Catholic News Service
VATICAN CITY (CNS) -- By any measure, it was an extraordinary year for Pope Benedict XVI.
Most of the world has followed the highlights through the lens of the mass media -- his election in the April conclave, his visit to Germany in August, his growing popularity and even his fashionable ecclesial clothing.
On Dec. 22, the pope offered a personal look at the year in review. Although he spoke for nearly an hour, he barely mentioned his own election -- a demonstration of the humility he has shown from the beginning of his pontificate.
Instead, he focused on the death of his predecessor, World Youth Day, the closing of the eucharistic year and the commemoration of the Second Vatican Council.
And, of course, on Jesus. Born in a manger, the pope said, Jesus has a power "completely different from the destructive power of violence," and far more effective.
The occasion was the pope's annual pre-Christmas encounter with the Roman Curia. The pope wore his red velvet cape trimmed with ermine, the Clementine Hall was decorated with poinsettias, and a Christmas tree was bedecked with lights.
The idea was to exchange season's greetings with Vatican officials; Pope Benedict gave them a nine-page speech.

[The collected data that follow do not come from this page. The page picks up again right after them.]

PR #6395, opened 2026-06-19
Prepare patch release 3.4.10

sergei-maertens:
A nice set of bugfixes.


vaszig (approved):
Except for the translations, where I cannot help, this seems ok to me!

PR #6400, opened 2026-06-22
(Re?)-introduce the `DISABLE_2FA` envvar (for prod/staging settings)

sergei-maertens:
Necessary to be able to disable MFA for the Open Forms event instance where we need simple username/password logins for 8-10 groups of attendees.

Backport to 3.5 is sufficient, so we can deploy `stable/3.5.x` for that instance (currently on 3.5.3).

[skip: e2e]


viktorvanwijk (approved):

sergei-maertens:
Backported to 3.5.x in f0396a6820d97dabf522f5bebbeadb12546c42b2

PR #6401, opened 2026-06-23
[#6398] Add static variable for form url

### LINKED ISSUE #6398: Introduce a static form variable for the form url
- This will be an object like:
```python
{
    "domain": "www.example.com",
    "page": "/sub/example"
    "query": {
        "someParameter": "someValue",
    }
}
```

vaszig:
Closes #6398 

**Changes**

- Added new static variable for the form's url details/metadata.

**Checklist**

- Impact on features

  - [x] Checked copying a form

- Dockerfile/scripts

- Commit hygiene

- Documentation

### DIFF
--- a/src/openforms/variables/static_variables/static_variables.py
+++ b/src/openforms/variables/static_variables/static_variables.py
@@ -1,4 +1,6 @@
 from datetime import date, datetime
+from typing import TypedDict
+from urllib.parse import ParseResult, parse_qs, urlparse
 
 from django.conf import settings
 from django.utils import timezone
@@ -9,6 +11,12 @@ from openforms.submissions.models import Submission
 from ..base import BaseStaticVariable
 from ..constants import FormVariableDataTypes
 from ..registry import register_static_variable
+
+
+class UrlInfo(TypedDict):
+    domain: str
+    page: str
+    query: dict[str, str]
 
 
 @register_static_variable("now")
@@ -88,3 +96,25 @@ class FormID(BaseStaticVariable):
 
     def as_json_schema(self):
         return {"title": "Form identifier", "type": "string", "format": "uuid"}
+
+
+@register_static_variable("form_url")
+class FormUrl(BaseStaticVariable):
+    name = _("Form Url")
+    data_type = FormVariableDataTypes.object
+
+    def get_initial_value(self, submission: Submission | None = None) -> UrlInfo:
+        form_url = str(submission.form_url) if submission else ""
+        parsed: ParseResult = urlparse(form_url)
+        return {
+            "domain": parsed.netloc,
+            "page": parsed.path if parsed.path.endswith("/") else parsed.path + "/",
+            "query": {k: v[0] for k, v in parse_qs(parsed.query).items()},
+        }
+
+    def as_json_schema(self):
+        return {
+            "title": "Form url metadata",
+            "description": "Details concerning the form's url",
+            "type": ["object", "null"],
+        }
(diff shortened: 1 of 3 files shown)


src/openforms/variables/static_variables/static_variables.py
```diff
@@ -11,6 +13,12 @@
 from ..registry import register_static_variable
 
 
+class UrlInfo(TypedDict):
+    domain: str
+    page: str
+    query: dict[str, str]
```
sergei-maertens:
```suggestion
    query: Mapping[str, str]
```
with `collections.abc.Mapping`

The advantage here is that the mapping is immutable by default :) a `dict` is a mapping, but not the other way around.

sergei-maertens: There's another edge case to consider though - repeating query params:

```py
>>> parse_qs("foo=bar&foo=baz")
{'foo': ['bar', 'baz']}
```

Though I'm not sure what's most ergonomic here - having to deal with lists in json logic is quite annoying. For now we could document it that multi-value query params aren't supported?

src/openforms/variables/static_variables/static_variables.py
```diff
@@ -88,3 +96,25 @@ def get_initial_value(self, submission: Submission | None = None) -> str:
...
+            "page": parsed.path if parsed.path.endswith("/") else parsed.path + "/",
+            "query": {k: v[0] for k, v in parse_qs(parsed.query).items()},
+        }
+
+    def as_json_schema(self):
+        return {
+            "title": "Form url metadata",
+            "description": "Details concerning the form's url",
+            "type": ["object", "null"],
+        }
```
sergei-maertens, line 126: You can include a bit more information about the schema by specifying the `properties` and their types :)

src/openforms/variables/static_variables/static_variables.py
```diff
@@ -88,3 +96,25 @@ def get_initial_value(self, submission: Submission | None = None) -> str:
...
+class FormUrl(BaseStaticVariable):
+    name = _("Form Url")
+    data_type = FormVariableDataTypes.object
+
+    def get_initial_value(self, submission: Submission | None = None) -> UrlInfo:
+        form_url = str(submission.form_url) if submission else ""
+        parsed: ParseResult = urlparse(form_url)
+        return {
+            "domain": parsed.netloc,
+            "page": parsed.path if parsed.path.endswith("/") else parsed.path + "/",
```
sergei-maertens: I wouldn't normalize this with a trailing slash tbh - I think you can just expose `parsed.path` and that's it?

src/openforms/variables/static_variables/static_variables.py
```diff
@@ -88,3 +96,25 @@ def get_initial_value(self, submission: Submission | None = None) -> str:
...
+            "query": {k: v[0] for k, v in parse_qs(parsed.query).items()},
```
sergei-maertens: maybe you can use Django's `QueryDict` here? https://docs.djangoproject.com/en/5.2/ref/request-response/#django.http.QueryDict.dict

sergei-maertens (changes requested):

src/openforms/variables/static_variables/static_variables.py
vaszig: Using Django's `QueryDict` complicates things if we go for one value because I will then have to declare `query: Mapping[str, str | list[str]]` but this will not be true. If we go for one value I would keep the manual dictionary build and the `Mapping[str, str]`

sergei-maertens: Manual dict build is okay, but then I'd use the last item rather than the first for consistency with Django's `QueryDict`

sergei-maertens (approved):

He began by paying tribute to Pope John Paul II, saying the late pope's fame as a world traveler and communicator only made his final days of suffering and silence more powerful.
Interestingly, it was a TV image that stuck out in Pope Benedict's mind: when the late pope was shown in his apartment the week before his death, gripping a cross as he watched the Way of the Cross broadcast from Rome's Colosseum.

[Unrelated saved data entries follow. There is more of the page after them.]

PR #6402, opened 2026-06-23
Add import converter for file-level registration options

### LINKED ISSUE #6281: Make it possible to set the document type of a file component through a dropdown

sergei-maertens:
Closes #6281

**Changes**

Updated the import code to process the registration backends included if there are file components in the form definitions of the form with registration options.

This only copies over the options without performing additional validation - that's up to the regular options serializer validation code. Additionally, the data is only copied when there's no explicit `files` configuration yet, ensuring we don't overwrite configuration that was done elsewhere already.

[skip: e2e]

**Checklist**

- Impact on features

  - [x] Checked copying a form

- Dockerfile/scripts

- Commit hygiene

- Documentation

### DIFF
--- a/src/openforms/forms/utils.py
+++ b/src/openforms/forms/utils.py
@@ -2,7 +2,8 @@ import json
 import random
 import string
 import zipfile
-from typing import Any
+from collections.abc import Collection
+from typing import Any, Required, TypedDict
 from uuid import uuid4
 
 from django.conf import settings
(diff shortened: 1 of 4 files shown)


src/openforms/forms/utils.py
```diff
@@ -423,3 +441,84 @@ def clear_old_service_fetch_config(rule: dict) -> None:
...
+        in (
+            OBJECTS_API_PLUGIN_IDENTIFIER,
+            STUF_ZDS_PLUGIN_IDENTIFIER,
+            ZGW_APIS_PLUGIN_IDENTIFIER,
+        )
+    ]
+    if not relevant_backends:
+        return
+
+    # collect all file components, including the ones inside edit grids
```
vaszig, line 470: Fieldsets too, right?

vaszig (approved):

src/openforms/forms/utils.py
sergei-maertens: yep - though I consider that the "normal" behaviour - it's usually editgrid that needs some special treatment :)

PR #6404, opened 2026-06-24
Remove legacy catalogi config options (from the UI & runtime)

### LINKED ISSUE #4939: Remove legacy zaaktype/documenttype URL fields in registration backends

sergei-maertens:
Closes #4939 (partly)

**Changes**

* Removed all UI presence of the legacy configuration options
* Marked the case / document type dropdowns as required in the ZGW APIs plugin options
* Removed fields from the registration backend options serializers

The model fields are not removed yet, as these are required for the 4.0 data migrations that copy configuration from api group to the registration options JSON fields. In 4.1 at the earliest these can be cleaned up - I'll create a backlog item for that.

**Checklist**

- Impact on features

  - [x] Checked copying a form

- Dockerfile/scripts

- Commit hygiene

- Documentation

  - [x] Added documentation which describes the changes (in a separate PR)


src/openforms/js/components/admin/forms/zgw/CatalogueSelect.js
```diff
@@ -47,7 +47,13 @@ export const groupAndSortOptions = catalogues => {
   return groups;
 };
 
-const CatalogueSelect = ({label, isDisabled = false, loading, optionGroups}) => {
+const CatalogueSelect = ({
+  label,
+  isDisabled = false,
+  loading,
+  optionGroups,
+  isRequired = false,
```
annashamray, line 55: I don't actually see where this option is used.
And if it's used please update also its propTypes

And I don't actually get what is the difference in the use of this component and  `admin/form_design/registrations/zgw/fields/CatalogueSelect.js`

src/openforms/js/components/admin/form_design/registrations/zgw/fields/CatalogueSelect.js
```diff
@@ -19,6 +19,7 @@ const CatalogueSelect = ({loading, optionGroups}) => {
         />
       }
       isDisabled={!zgwApiGroup}
+      isRequired
```
annashamray, line 22: It looks like `isRequired` is not assigned

src/openforms/registrations/contrib/objects_api/config.py
```diff
@@ -124,11 +121,8 @@ class ObjectsAPIOptionsSerializer(JsonSchemaSerializerMixin, serializers.Seriali
     catalogue = CatalogueSerializer(
         label=_("catalogue"),
         required=False,
-        help_text=_(
-            "The catalogue in the catalogi API from the selected API group. This "
-            "overrides the catalogue specified in the API group, if it's set. When "
-            "specified, the document types specified on the API group are ignored."
-        ),
+        help_text=_("The catalogue in the catalogi API from the selected API group."),
+        default=lambda: {"domain": "", "rsin": ""},
```
annashamray, line 125: Why do you use lambda function here?

pyright.pyproject.toml
```diff
@@ -122,10 +120,6 @@ exclude = [
     "src/openforms/payments/tests/",
     "src/openforms/payments/contrib/demo/tests/",
     "src/openforms/payments/contrib/ogone/tests/",
-    "src/openforms/registrations/contrib/objects_api/tests/test_backend_v1.py",
-    "src/openforms/registrations/contrib/objects_api/tests/test_backend_v2.py",
-    "src/openforms/registrations/contrib/objects_api/tests/test_update_payment_status_v1.py",
-    "src/openforms/registrations/contrib/objects_api/tests/test_update_payment_status_v2.py",
```
annashamray, line 128: 🎉

src/openforms/registrations/contrib/zgw_apis/plugin.py
```diff
@@ -442,24 +432,15 @@ def register_submission(
...
-            else:
-                warnings.warn(
-                    "Using the informatieobjecttype URL option is deprecated and will "
-                    "be removed in Open Forms 4.0.",
-                    DeprecationWarning,
-                    stacklevel=2,
-                )
-                informatieobjecttype_url = options["informatieobjecttype"]
+            catalogue = options.get("catalogue")
+            assert catalogue is not None  # enforced by validation
```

Pope Benedict recalled his own first papal trip, a visit to Germany to preside over World Youth Day. But his biggest memory was not the cheering and chanting that greeted him from the immense crowd. Instead, he said, it was the sound of silence -- the "intense silence of those million young people" as they prayed together in a field before the exposed Eucharist.
The pope said the rediscovery of adoration in the church was also evident at the world Synod of Bishops in October, which closed the Year of the Eucharist. He said eucharistic adoration and the Mass were once seen in opposition, but that seems to have been overcome in the modern church.

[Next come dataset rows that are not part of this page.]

Issue #6352, opened 2026-06-05
Update documentation regarding the new  form types and specifically the `single_step` one


vaszig:
- [x] See outdated https://open-forms.readthedocs.io/en/latest/manual/forms/basics.html#manual-forms-basics for example?
- [x] Recipe for the whole procedure of the ability to capture which page is sending the submission (mention multi-value query params aren't supported too)
- [x] Mention explicitly the additional logic actions that can be used (only user defined variables)
- [x] Logic evaluation is performed after submission (only in the backend)

PR #6407, opened 2026-06-25
[#6399] Additional logic actions for single step forms

### LINKED ISSUE #6399: Make additional logic actions available for the Single step form
- [x] change the value of a variable/component
- [x] evaluate DMN (nice to have)

vaszig:
Closes #6399

**Changes**

- Make it possible to select and process *change the value of a variable/component* and *Evaluate DMN* actions in `single_step` forms. The documentation for these will be part of task #6352

**Checklist**

- Impact on features

  - [x] Checked copying a form

- Dockerfile/scripts

- Commit hygiene

- Documentation

### DIFF
--- a/src/openforms/js/components/admin/forms/VariableMapping.js
+++ b/src/openforms/js/components/admin/forms/VariableMapping.js
@@ -46,6 +46,7 @@ const VariableMappingRow = ({
   translatePropertyChoices,
   propertySelectLabel,
   onRemove,
+  filter,
   includeStaticVariables = false,
   alreadyMapped = [],
   rowCheck = undefined,
@@ -81,6 +82,7 @@ const VariableMappingRow = ({
               description: 'Accessible label for (form) variable dropdown',
               defaultMessage: 'Form variable',
             })}
+            filter={filter}
           />
         </Field>
       </td>
@@ -197,7 +199,14 @@ VariableMappingRow.propTypes = {
    * Validation errors from context
    */
   errors: PropTypes.objectOf(PropTypes.string),
+  /**
+   * Optional callback function to filter available variables.
+   *
+   */
+  filter: PropTypes.func,
 };
+
+const allowAny = () => true;
 
 /**
  * Map form variables to other properties.
@@ -219,6 +228,7 @@ const VariableMapping = ({
   propertySelectLabel,
   includeStaticVariables = false,
   rowCheck,
+  filter = allowAny,
 }) => {
   const {values, getFieldProps} = useFormikContext();
   const {value: mappings = []} = getFieldProps(name);
@@ -267,6 +277,7 @@ const VariableMapping = ({
                   alreadyMapped={alreadyMapped}
                   rowCheck={rowCheck}
                   errors={relatedErrors?.[index]}
+                  filter={filter}
                 />
               ))}
             </tbody>
@@ -359,6 +370,11 @@ VariableMapping.propTypes = {
    * of error messages, where `intl` is the context from react-intl's `useIntl()` hook.
    */
   rowCheck: PropTypes.func,
+  /**
+   * Optional callback function to filter available variables.
+   *
+   */
+  filter: PropTypes.func,
 };
 
 export default VariableMapping;
--- a/src/openforms/js/components/admin/forms/VariableMapping.js
+++ b/src/openforms/js/components/admin/forms/VariableMapping.js
@@ -206,8 +206,6 @@ VariableMappingRow.propTypes = {
   filter: PropTypes.func,
 };
 
-const allowAny = () => true;
-
 /**
  * Map form variables to other properties.
  *
@@ -228,7 +226,7 @@ const VariableMapping = ({
   propertySelectLabel,
   includeStaticVariables = false,
   rowCheck,
-  filter = allowAny,
+  filter,
 }) => {
   const {values, getFieldProps} = useFormikContext();
   const {value: mappings = []} = getFieldProps(name);
--- a/src/openforms/submissions/tests/test_single_step_form.py
+++ b/src/openforms/submissions/tests/test_single_step_form.py
@@ -2,11 +2,19 @@ from unittest.mock import MagicMock, patch
 
 from django.test import override_settings
 
+from django_camunda.models import CamundaConfig
 from rest_framework import status
 from rest_framework.reverse import reverse, reverse_lazy
 from rest_framework.test import APITestCase
 
-from openforms.forms.tests.factories import FormFactory
+from openforms.forms.constants import LogicActionTypes
+from openforms.forms.tests.factories import (
+    FormFactory,
+    FormLogicFactory,
+    FormVariableFactory,
+)
+from openforms.utils.tests.vcr import OFVCRMixin
+from openforms.variables.constants import FormVariableDataTypes, FormVariableSources
 
 from ..models import Submission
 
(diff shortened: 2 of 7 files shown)


src/openforms/submissions/models/submission_value_variable.py
```diff
@@ -411,14 +412,21 @@ def bulk_create_or_update_from_data(
...
         for key, variable in variables.items():
-            try:
-                variable.value = data[key]
-            except KeyError:
-                if reset_missing_variables:
-                    # Variable exists in the database or in-memory, but not in the
-                    # provided data, so we reset it.
-                    variables_keys_to_reset.append(variable.key)
-                continue
+            # Form logic is evaluated after submission for single step forms, so the
```
viktorvanwijk: I would expect this comment to be in the commit message instead - it's a 'why was this code changed' :)

src/openforms/submissions/models/submission_value_variable.py
```diff
@@ -411,14 +412,21 @@ def bulk_create_or_update_from_data(
...
+            # submited data will not contain the possible updated values of variables.
+            # By assigning the value from the data to the value of the variable means
+            # that we override the updated value from the logic actions. Even if a
+            # user submits a value for the connected variable it should be updated
+            # only by the logic rule.
```
viktorvanwijk: Could you give some context (to me but also the commit message) as to why is it necessary to overwrite user-submitted data? Seems weird to me that user data is changed without the user having seen it 🤔

src/openforms/submissions/tests/form_logic/test_modify_variables.py
```diff
@@ -1158,3 +1159,179 @@ def test_children_synchronization_with_no_destination_and_source_data(self):
 
         state = submission.variables_state
         self.assertEqual(state.get_data(include_unsaved=True)["editgrid"], [])
+
+    def test_modify_variable_value_in_single_step_form(self):
```
viktorvanwijk: Could you add these tests to a separate commit? They don't seem related to the change that you made in `submission_value_variable.py`, or do you disagree?

EDIT: are these tests even necessary with the ones added to `test_single_step_form.py` - they seem to kinda test the same, no?

src/openforms/submissions/tests/form_logic/test_modify_variables.py
```diff
@@ -1158,3 +1159,179 @@ def test_children_synchronization_with_no_destination_and_source_data(self):
...
+                        "name": "Update variable",
+                        "type": "variable",
+                        "value": {"var": "textField"},
+                    },
+                }
+            ],
+        )
+        form.apply_logic_analysis()
+
+        with self.subTest("no submitted data"):
```
viktorvanwijk: What do you mean with "no submitted data" here? Creating a submission step with `data={"textfield": "foo", "checkbox": True, "textfield1": ""}` implies this data was submitted by the user.

src/openforms/submissions/tests/form_logic/test_modify_variables.py
```diff
@@ -1158,3 +1159,179 @@ def test_children_synchronization_with_no_destination_and_source_data(self):
...
+            ],
+        )
+
+        form.apply_logic_analysis()
+
+        submission = SubmissionFactory.create(form=form)
+        submission_step = SubmissionStepFactory.create(
+            form_step=form.formstep_set.get(),
+            submission=submission,
+            data={"textField": "Misc", "invoiceAmount": 100},
```
viktorvanwijk: I would expect `textfield1` to be present here as well, because it wasn't hidden with clearOnHide enabled.

src/openforms/submissions/tests/test_single_step_form.py
```diff
@@ -71,3 +74,239 @@ def test_single_step_form_flow(self, m: MagicMock):
...
+        submission.form.apply_logic_analysis()
+
+        self.assertEqual(submission_response.status_code, status.HTTP_201_CREATED)
+
+        # 2. submit step data
+        submit_data_endpoint = reverse(
+            "api:submission-steps-detail",
+            kwargs={"submission_uuid": submission.uuid, "step_uuid": form_step.uuid},
+        )
+        submit_data = {"data": {"textField": "Misc", "invoiceAmount": 100}}
```
viktorvanwijk, line 276: Also here `textfield1` should be present

viktorvanwijk (commented):
Some questions :)

src/openforms/submissions/models/submission_value_variable.py
vaszig: In a single step form the logic actions will take place after the submission and only in the backend. 
So, the user cannot see the changes on the frontend (not possible at least with the current implementation). 

I couldn't think of another way of having the right data at this point. And in fact I do not think that this kind of form is meant for having such kind of behaviour. These actions are meant mostly to address backend logic rules that make sense only for the admins (I don't think the user needs to know anything about these details, for example building a specific url from the submission which will be available for internal use).

src/openforms/submissions/tests/form_logic/test_modify_variables.py
vaszig: They test the same thing but these test the real actions, the other ones test the whole flow of a single step form. If you think it's redundant I can remove them (but for me they test 2 different things, the functions that they process the logic rules and the other ones the the flow and the correct submitted and processed data).

src/openforms/submissions/tests/form_logic/test_modify_variables.py
vaszig: I should have a more clear text, I agree. This data is indeed submitted and I wanted to show the difference when a user fills in a field that is meant to grab its value from the logic (this can be considered though a bad configuration from the admin user I guess).

src/openforms/submissions/models/submission_value_variable.py
viktorvanwijk: > And in fact I do not think that this kind of form is meant for having such kind of behaviour. These actions are meant mostly to address backend logic rules that make sense only for the admins (I don't think the user needs to know anything about these details

But the current setup suggests otherwise, because this change is only relevant for component variables. User-defined variables should already follow the results from logic evaluation before saving I think. I'm trying to understand why it is not sufficient to rely on user-defined variables being updated, as opposed to user-submitted data (component variables) being (possibly) overwritten by logic?

src/openforms/submissions/tests/form_logic/test_modify_variables.py
viktorvanwijk: I don't think I would have added them, because there is no specific behaviour for single step forms in these logic actions, right? For me, the complete integration would be enough, but idk :shrug:

src/openforms/submissions/models/submission_value_variable.py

The pope saved his most detailed analysis for Vatican II, which ended 40 years ago. It's a subject that has generated decades of debate within the church, including some critical comments by the pope when he was Cardinal Joseph Ratzinger.
The pope said there was no denying that the reception of Vatican II has been difficult for the church. In explaining why, he said there was a right way and a wrong way to understand the council.
The wrong way, he said, sees the council as a break with the past -- a view that often has the sympathy of the mass media. Its proponents think the council's documents are imperfect, and so "one should follow not the texts of the council but its spirit," he said.
He said the proper understanding of the council, on the other hand, understands the council's reforms in continuity with the church's tradition and its basic teachings.
At this point, the pope went off into a lengthy and complex reflection on the church's relationship with the modern world. He said the council's great task was to help heal the rift between the church and modernity, in three specific problematic relationships: faith and science, church and state, and Christianity and other religions.
Given the bold statements that came out of the council on these relationships, it was natural that some would see only the apparent discontinuity with church tradition, instead of understanding them as an evolution of core Christian beliefs, he said.
But that would be to misconstrue the council's intent, he said.
"The church is, before and after the council, the same one, holy, catholic and apostolic church, moving forward through the times," he said.
After the pope arrived to applause in the packed Vatican hall, Cardinal Angelo Sodano, head of the College of Cardinals, gave a speech that concentrated on the pope's election.
Pope Benedict mentioned the conclave in passing, recalling that he felt "not a little fear" at being chosen and added: "Such a task was completely outside what I could have imagined as my vocation."
He said that only with "a great act of trust in God" was he able to give assent to his election.
Last spring, after the 26-year papacy of Pope John Paul, many people needed time to get used to the idea that Cardinal Ratzinger was now Pope Benedict.
Eight months later, as he delivered a speech his listeners could ponder well into the new year, it was difficult to imagine anyone else sitting on the papal throne.